• Task to carry out:
Pick out every line in the data below that holds "needed".

• Stored data:

- - - - -

PR #2440, opened 2024-12-12
Add/remove apps from/to Shortcuts-widget

### LINKED ISSUE #2426: Make apps on widget configurable
- Menu-Entry: "Add to Widget"/"Remove from Widget" in both App-list and Webxdc-Screen
- Store `MessageID`/`AccountID` somewhere (`UserDefaults`? `Core` aka `set_config`?), aka make a struct with two values and serialize/deserialize the JSON.

zeitschlag:
This PR makes _the_ Widget (#2418) configurable. The widget doesn't show the most recent apps anymore but only those handpicked by the user. To handpick the Webxdc-apps, this PR introduces some new menu-entries to the App-gallery and the menu on the Webxdc-Screen:

The ids of the selected Webxdc-apps (read: messages) and the user-account are stored as JSON in core-config using `ui.ios.selected_apps_for_widget` as key.

(On another note: An alternative would've been to make the widget _really_ configurable, so that users can pick the apps when editing the widget itself, but this approach made way more sense for our usecase, well, it made more sense to me and it was easier and more straight forward to implement than making a configurable widget)

Closes #2426.


Simon-Laux (commented):
Works, didn't look at the code.

probably not directly related to this pr: While testing usage with multiple accounts it was a bit unclear what happens. Like pinning from different account removed the previously pinned items (my user expectation would have been that it just adds it to the list of apps).

deltachat-ios.xcodeproj/project.pbxproj
```diff
@@ -2513,7 +2527,7 @@
 				INFOPLIST_FILE = DcWebxdcWidget/Info.plist;
 				INFOPLIST_KEY_CFBundleDisplayName = DcWebxdcWidget;
 				INFOPLIST_KEY_NSHumanReadableCopyright = "Copyright © 2024 merlinux GmbH. All rights reserved.";
-				IPHONEOS_DEPLOYMENT_TARGET = 18.1;
+				IPHONEOS_DEPLOYMENT_TARGET = 15.6;
```
r10s, line 2530: great - so widgets will work on all phones but the ones only having ios12 (which is about being deprecated anyways soon)

deltachat-ios/DC/DcContext+Extension.swift
```diff
@@ -0,0 +1,44 @@
+import Foundation
+import DcCore
+import WidgetKit
+
+@available(iOS 15, *)
+extension DcContext {
+    private static let key = "ui.ios.selected_apps_for_widget"
+    func shownWidgets() -> [WidgetEntry] {
+        guard let jsonData = getConfig(Self.key)?.data(using: .utf8) else { return [] }
```
r10s, line 9: as discussed in the call, this goes to UserDefaults, but that can be done in a subsequent PR as well, when targeting #2449 

ftr, instead of the function name `shownWidgets()` i would use `getAllWidgetEntries()` and then `storeWidgetEntry()`

r10s (approved):
lgtm, just a minor suggestion (feel free to ignore :) beside the things we discussed already.

thanks a lot for pushing that forward!

deltachat-ios/DC/DcContext+Extension.swift
zeitschlag: Thanks for your feedback, adressed it (see below)

PR #2442, opened 2024-12-12
prepare 1.50.3

r10s:
this is a bugfix release (using .3 so that core-version is likely to be in sync with android)

idea is to have sth more stable, as larger changes are up to come :) stay tuned :)


zeitschlag (approved):
I approve (publicly)!

r10s:
/me building and then uploading to testflight ...

PR #24700, opened 2025-09-04
[fix][broker] Fix race condition between readMoreEntries and sendInProgress which could skip or delay reading more entries in Key_Shared

### LINKED ISSUE #23845: [Bug] Key_Shared subscription doesn't deliver messages in the replay queue when no new messages are produced

### LINKED ISSUE #24490: [Bug] Perf regression: ~15% latency increase in e2e tests with shared subscriptions in Pulsar 4.0.x
### Search before reporting

### Read release policy

### User environment

Pulsar 4.0.x

### Issue Description

After running series of perf tests to compare 3.0.x and 4.0.x we noticed ~15% e2e (from the time message produced to the time message consumed) avg latency increase in the tests that use shared subscription.

The regression disappeared after we set 
```
subscriptionKeySharedUseClassicPersistentImplementation=true 
subscriptionSharedUseClassicPersistentImplementation=true
```

This makes recent-ish refactoring (PIP-379 ) of shared/keyshared subscription the primary suspect.
@lhotari FYI

### Error messages

```text

```

### Reproducing the issue

Test names give rough description of what's being tested:

- Pulsar 1m 10 topics 3 partitions 100b shared subs
- Pulsar 400k 10 topics 3 partitions 1k shared subs

@sandeep-mst can help with repro if needed

### Additional information

_No response_

lhotari:
Fixes #23845
Fixes #24490

### Motivation

There a race condition in `PersistentDispatcherMultipleConsumers` where reading more entries might get skipped or delayed when there's a send in progress and new permits get added.  The race condition is explained in https://github.com/apache/pulsar/issues/23845#issuecomment-2599470326.

Besides causing consuming to get stuck, the race condition could also cause latency delays and could be contributing to #24490.

### Modifications

- add a flag `moreEntriesRequestedWhileSendInProgress` for detecting and resolving the race condition
  - the flag is set when `readMoreEntries` gets blocked by `sendInProgress`
  - if the flag is set, `handleSendingMessagesAndReadingMore` will always result in calling `readMoreEntries`

Tests: TBD

### Documentation

- [ ] `doc` 
- [ ] `doc-required` 
- [x] `doc-not-needed` 
- [ ] `doc-complete`

### DIFF
--- a/pulsar-broker/src/main/java/org/apache/pulsar/broker/service/persistent/PersistentDispatcherMultipleConsumers.java
+++ b/pulsar-broker/src/main/java/org/apache/pulsar/broker/service/persistent/PersistentDispatcherMultipleConsumers.java
@@ -139,6 +139,8 @@ public class PersistentDispatcherMultipleConsumers extends AbstractPersistentDis
     protected int lastNumberOfEntriesProcessed;
     protected boolean skipNextBackoff;
     private final Backoff retryBackoff;
+    private boolean moreEntriesRequestedWhileSendInProgress;
+
     protected enum ReadType {
         Normal, Replay
     }
@@ -341,8 +343,10 @@ public class PersistentDispatcherMultipleConsumers extends AbstractPersistentDis
                 log.debug("[{}] [{}] Skipping read for the topic, Due to sending in-progress.",
                         topic.getName(), getSubscriptionName());
             }
+            moreEntriesRequestedWhileSendInProgress = true;
             return;
         }
+        moreEntriesRequestedWhileSendInProgress = false;
         if (shouldPauseDeliveryForDelayTracker()) {
             if (log.isDebugEnabled()) {
                 log.debug("[{}] [{}] Skipping read for the topic, Due to pause delivery for delay tracker.",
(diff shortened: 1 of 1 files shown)


lhotari:
Closing this since I couldn't reproduce the issue.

- - - - -

• Your solution:
@sandeep-mst can help with repro if needed
- [x] `doc-not-needed` 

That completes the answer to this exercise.